Business will need to choose the most efficient channel of distribution for its products: one that will allow them to make their products available to consumers quickly, when they want them, and at minimum cost. Factors to consider will include the following:

How big is the market? Large markets spread over a wide area will usually require intermediaries. International sales may require agents with knowledge of overseas markets and trade regulations.

How large is the producer? Large firms may have the finance and personnel necessary to run their own distribution network of vehicle fleets, warehouses, and even retail outlets.

Who are the consumers? Consumers of low-value, mass-produced goods normally expect to obtain them quickly and easily at retail outlets. Industrial consumers will often require technical details and will deal directly with a manufacturer or agent.
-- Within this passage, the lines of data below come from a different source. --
PR #1184, opened 2019-07-17
WIP: Upgrade to latest fable.

baronfel:
Not latest library bindings, but latest versions of the compiler and underlying tooling.

This fixes the odd project cracking issue we saw where the more recent features that required 'activation' didn't compile.

Haven't tested locally much, about to do that now.


baronfel:
Definitely broken locally, there's something odd happening with closure compilation.  I added some missing dependencies based on reading some sample webpack configs, still digging though.

baronfel:
Current root problems seems to be around compiling literals.

Example F# code:
```fsharp
    let private programFilesX86 =
        let wow64 = Globals.``process``.env?``PROCESSOR_ARCHITEW6432`` |> unbox<string>
        let globalArch = Globals.``process``.env?``PROCESSOR_ARCHITECTURE`` |> unbox<string>
        let envValue =
            match wow64, globalArch with
            | "AMD64", "AMD64" | null, "AMD64" | "x86", "AMD64" -> Globals.``process``.env?``ProgramFiles(x86)``
            | _ -> Globals.``process``.env?``ProgramFiles``
        let unboxed = unbox envValue
        if unboxed = null then @"C:\Program Files (x86)\"
        else unboxed
```

compiles to 

```js
const programFilesX86 = (() => {
  var clo2, clo2$$1;
  const wow64 = (clo2 = process.env.PROCESSOR_ARCHITEW6432, function (arg20) {
    return clo2(arg20);
  });
  const globalArch = (clo2$$1 = process.env.PROCESSOR_ARCHITECTURE, function (arg20$$1) {
    return clo2$$1(arg20$$1);
  });
  let envValue;
  const matchValue$$1 = [wow64, globalArch];
  var $target$$3;

  if (matchValue$$1[0] === "AMD64") {
    if (matchValue$$1[1] === "AMD64") {
      $target$$3 = 0;
    } else {
      $target$$3 = 1;
    }
  } else if (matchValue$$1[0] === "x86") {
    if (matchValue$$1[0] === null) {
      if (matchValue$$1[1] === "AMD64") {
        $target$$3 = 0;
      } else {
        $target$$3 = 1;
      }
    } else if (matchValue$$1[1] === "AMD64") {
      $target$$3 = 0;
    } else {
      $target$$3 = 1;
    }
  } else if (matchValue$$1[0] === null) {
    if (matchValue$$1[1] === "AMD64") {
      $target$$3 = 0;
    } else {
      $target$$3 = 1;
    }
  } else {
    $target$$3 = 1;
  }

  switch ($target$$3) {
    case 0:
      {
        const clo2$$2 = process.env["ProgramFiles(x86)"];

        envValue = function (arg20$$2) {
          return clo2$$2(arg20$$2);
        };

        break;
      }

    case 1:
      {
        const clo2$$3 = process.env.ProgramFiles;

        envValue = function (arg20$$3) {
          return clo2$$3(arg20$$3);
        };

        break;
      }
  }

  const unboxed = envValue;
  return unboxed === null ? "C:\\Program Files (x86)\\" : unboxed;
})();
```

but that value isn't a string (and isn't even a function that can be called!)
```
> programFilesX86

function (arg20$$3) { … }
  [[FunctionLocation]]:internal#location
  [[Scopes]]:Scopes[7]
    0:Block (./src/Core/Environment.fs.programFilesX86) {type: "block", name: "./src/Core/Environment.fs.programFilesX86", object: Object}
    1:Closure (./src/Core/Environment.fs.programFilesX86) {type: "closure", name: "./src/Core/Environment.fs.programFilesX86", object: Object}
    2:Closure {type: "closure", name: "", object: Object}
    3:Closure (./src/Core/Environment.fs) {type: "closure", name: "./src/Core/Environment.fs", object: Object}
    4:Closure {type: "closure", name: "", object: Object}
    5:Closure {type: "closure", name: "", object: Object}
    6:Global {type: "global", name: "", object: global}
  arguments:TypeError: 'caller', 'callee', and 'arguments' properties may not be accessed on strict mode functions or the arguments objects for calls to them
  caller:TypeError: 'caller', 'callee', and 'arguments' properties may not be accessed on strict mode functions or the arguments objects for calls to them
  length:1
  name:"envValue"
  prototype:Object {constructor: }
  __proto__:function () { … }

> programFilesX86()
TypeError: clo2$$3 is not a function
```

This is bad because we expect this to be bound to a string (ie we pass this value directly into string.replace)

Krzysztof-Cieslak:
CC: @MangelMaxime

baronfel:
My first guess is that the ? operator works differently now? I'm reading in some places that if you want to 'apply' it directly you need to wrap the accessed element in parens: Globals.``process``.env?(``PROCESSOR_ARCHITEW6432``)

MangelMaxime:
I can't yet take a look at the project because I can't build FSAC when referenced from Ionide while I can build FSAC when cloned from the repo by myself.

But when I tried to adapt the code you provided for a browser

Using something like:

```fs
let wow64 = Browser.Dom.window.document?``PROCESSOR_ARCHITEW6432`` |> unbox<string>
```

I get the expected behaviour:

```js
  var wow64 = window.PROCESSOR_ARCHITEW6432;
  var globalArch = window.PROCESSOR_ARCHITECTURE;
```

I will try to fix my env and take a look at the issue.

> I'm reading in some places that if you want to 'apply' it directly you need to wrap the accessed element in parens

It was the case when you wanted to call the function or for accessing via `myobj.[some_value]`.

.vscode/settings.json
```diff
@@ -17,6 +17,9 @@
     ".git",
     "paket-files",
     "release"
-  ]
+  ],
```
MangelMaxime: I don't think we want to add this setting for everyone, do we?

MangelMaxime:
> (and isn't even a function that can be called!)

This is normal that you can't call the function because it's a value :) 

Look at the  JavaScript code:

```js
const programFilesX86 = (() => {
// ...
})();
```

`programFilesX86`  create a function that is directly call. It’s an Immediately-Invoked Function Expression, or IIFE for short. It executes immediately after it’s created.

Because in F# everything is a function even values and also it helps create scope/closure.

MangelMaxime:
If you use this version of the code:

```fs
let private mapToString (value : obj) =
    if isNull value then
        Some (unbox<string> value)
    else
        None

let private programFilesX86 =
    let wow64 = Globals.``process``.env?``PROCESSOR_ARCHITEW6432`` |> mapToString
    let globalArch = Globals.``process``.env?``PROCESSOR_ARCHITECTURE`` |> mapToString
    match wow64, globalArch with
    | Some "AMD64", Some "AMD64"
    | None, Some "AMD64"
    | Some "x86", Some "AMD64" -> Globals.``process``.env?``ProgramFiles(x86)`` |> mapToString
    | _ -> Globals.``process``.env?``ProgramFiles`` |> mapToString
    |> function
        | Some detected -> detected
        | None -> @"C:\Program Files (x86)\"
```

Then you get a string value as a result.

I am not sure if this is a bug in Fable implementation or not. But what is happeding in your implementation is that you have checkes like `matchValue$$1[0] === null` but `matchValue$$1[0]` is `undefined`. And it seems to break the condition.

By using `isNull` we are using `equal` implementation coming from Fable and it's working at expected I think.

I also checked that you can applu `string.replace` on it, on my computer I got this result:

```fs
JS.console.log programFilesX86
// C:\Program Files (x86)\

JS.console.log (programFilesX86.Replace("x86", "maxime hey hey"))
// C:\Program Files (maxime hey hey)\
```

PS: The code in this PR doesn't compile for me. Because, the Helpers modules has not been updated to latest version of `Promise` signatures.

Example:

```
/Users/maximemangel/Workspaces/Github/ionide/ionide-vscode-fsharp/paket-files/ionide/ionide-vscode-helpers/src/Helpers.fs(93,19): (93,110) error FSHARP: This expression was expected to have type
    'obj -> 'T'    
but here has type
    'Func<obj,U2<'T,PromiseLike<'T>>>'     (code 1)
```

If you have any more question feel free to ask :)

baronfel:
Thanks for diving in @MangelMaxime! I'll try to take what you've given me here and finish this up soon.

baronfel:
Checkpointing: Maxime's sample did get me past the initial startup failure, we're now at least getting to the spawning of FSAC. Not getting any `projectLoad` events firing from the `initialize` handler so that's perplexing.

MangelMaxime:
@baronfel How are you testing the application? 

I am asking because last time when I tried to execute your branch, I wasn't able to compile the project because the Ionide Helpers were not updated. So there was some Fable compiler error reported.

If you still have not fixed the helpers (or have Fable compiler errors) it's probably better to have everything compiling because I am not sure of what is being generated.

baronfel:
I'm testing via the F5 build-and-run-new-extension-host mechanism that's set up. I don't have the same build failure you seem to with the ionide-vscode-helpers/Helpers.fs file, which is confusing to me because that should be locked down by the paket github file ref.  I'll try clearing out my local versions and restoring again.

baronfel:
Yes that was it. I'll zero in on fixing those then.

Krzysztof-Cieslak:
What's the status of this one?

baronfel:
Still stalled, I've not made any progress since the last commits.

7sharp9:
In terms of publishing a nuget with latest vscode bindings, is that easier to get nailed first?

They may be willing to wait some time for their order to be fulfilled.

What is the product? Highly specialized or personalized goods and services will require direct contact between producer and consumer. Perishable goods will need to be sold quickly, so speed will be a key factor. Low-value goods sold in bulk are likely to be distributed through intermediaries, thus relieving the producer of the need for, and cost of, storage. New products may meet with some resistance from retailers and may require alternative means of distribution.

What is the product image? Sometimes a firm may wish to restrict the sale of its products to certain shops and stores in order to preserve an exclusive product image.

Promotion

Promotion involves providing information to consumers about products through a variety of media, and attempting to influence buying decisions by stressing certain features. Influence may become ‘persuasion’ when firms attempt to stress product features which may be more imaginary than real.

Most forms of promotion seek to create an image to go with the product. Brand imaging is an important part of a firm’s marketing strategy. Underlying all successful branding is the principle that people not only buy products, they also buy images. For example, Volkswagen advertised the typical VW driver as an affluent, carefree, attractive, professional type of person. The advertising slogan spoke of ‘VW people’. The campaign was successful as a large market segment identified with or wanted to be like the kind of people portrayed as ‘VW people’. Sales of the cars rose accordingly.

If branding can make consumers believe that the branded product is better than others, they will be willing to pay a higher price for it. As many rival products are virtually identical, the only way in which a particular one can be made to stand out is often through aggressive branding. This is usually achieved through the use of a brand name, catch phrase, distinctive packaging, and, in the case of soap powders, a scented or coloured powder.

A firm can choose a separate brand name for each of its products or use one name for the whole range. For example, brand names like McDonalds, Sainsbury, and St Michael cover a range of products. Marketing using these brand names means that promoting one product helps the others in the range. However, if one product in the range is not up to standard, this can badly affect the image of the others.